Марья сдернула со спинки кровати большой пуховый платок, внучкин подарок. В прошлом году приезжала с мужем в гости, привезла. И такой хороший! Целиком закутаться можно! А красивый! Кружево тонко вывязанное, ювелирное прям. Вроде дырок много, а греет так, как будто сплошное полотно на плечи накинула.
Дверь в сенях хлопнула, впуская соседку, Василису, и кота Марьи, Тихона. Тот, видать, опять что-то натворил, потому как, зайдя в избу, тут же шмыгнул под лавку и носа не кажет. Марья покосилась было на кота, но тут же забыла про него.
— Ты чего такая заполошная? – Марья удивленно подняла редкие теперь брови.

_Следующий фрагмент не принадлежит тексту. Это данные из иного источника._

PR #105, opened 2023-09-16
refactor: use axelar-wasm-std ContractError

cgorenflo:
All contracts now return axelar-wasm-std ContractError at the highest level. Going forward, this allows us to stepwise integrate error-stack into each contract in an isolated manner

### DIFF
--- a/Cargo.lock
+++ b/Cargo.lock
@@ -42,6 +42,8 @@ dependencies = [
 name = "aggregate-verifier"
 version = "0.1.0"
 dependencies = [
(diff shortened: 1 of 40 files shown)


cjcobb23 (approved):
LGTM. ~~I am wondering if we should just start returning `axelar_wasm_std::ContractError` everywhere. A lot of times a really low level function can still return an error defined in a different contract.~~ nevermind, error-stack handles this

haiyizxx (approved):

Когда-то они были густыми и черными как смоль. Стоило Машеньке повести бровью и тут же находился кавалер, что проводит до калитки. Только проводит, потому как страшно одной по темноте-то. А боле ни-ни. Пусть даже и не мечтает! Парни строгий Марьин нрав знали и за то ее крепко уважали. Ждали, пока она кого-то выберет. А она и выбрала. Только не из своих. Приезжий парень, из строителей. Ничего такой, обходительный. К матери с отцом первым делом пришел. Все как есть сказал и позвал Марью за себя. Родители поначалу сомневались, а потом все ж таки добро дали. Расписали их здесь, а потом муж увез Машу в город. И ведь какой был умный! Сам учился и Машу заставлял. Как не скучно ей было, а училась. Поначалу все зевала да жаловалась, а потом ничего, втянулась. На фабрике, где Маша работала, с образованием людей сильно уважали. Вот и ее сначала до бригадира повысили, а потом и до начальника цеха. Детки один за другим. Словом, голову поднять некогда было. На пенсию вышла, стала мечтать, как бы в деревню вернуться. Там никого родных уже не осталось. Отец и матерью давно уж Богу души отдали, а больше никого и не было. А Маше все снился дом ее, родительский, и речка, и лес, в котором такие грибы, что и двух корзин с собой за раз бывало мало.
Дети ее мечтаний не оценили. Отмахивались, как от мухи. А дочка старшая и вовсе обиделась.
— Что это вы, мама, придумали! Мало забот вам? Вон у меня еще один на подходе. У брата – трое, у меня почти трое, у сестры маленький. Только успевай! Да и как нам без помощи-то? То один заболеет, то другой, а то и все хором! Нет уж, сидите в городе. Хотя бы, пока ребята не подрастут. А там уж, делайте, что хотите. Мы перечить не станем.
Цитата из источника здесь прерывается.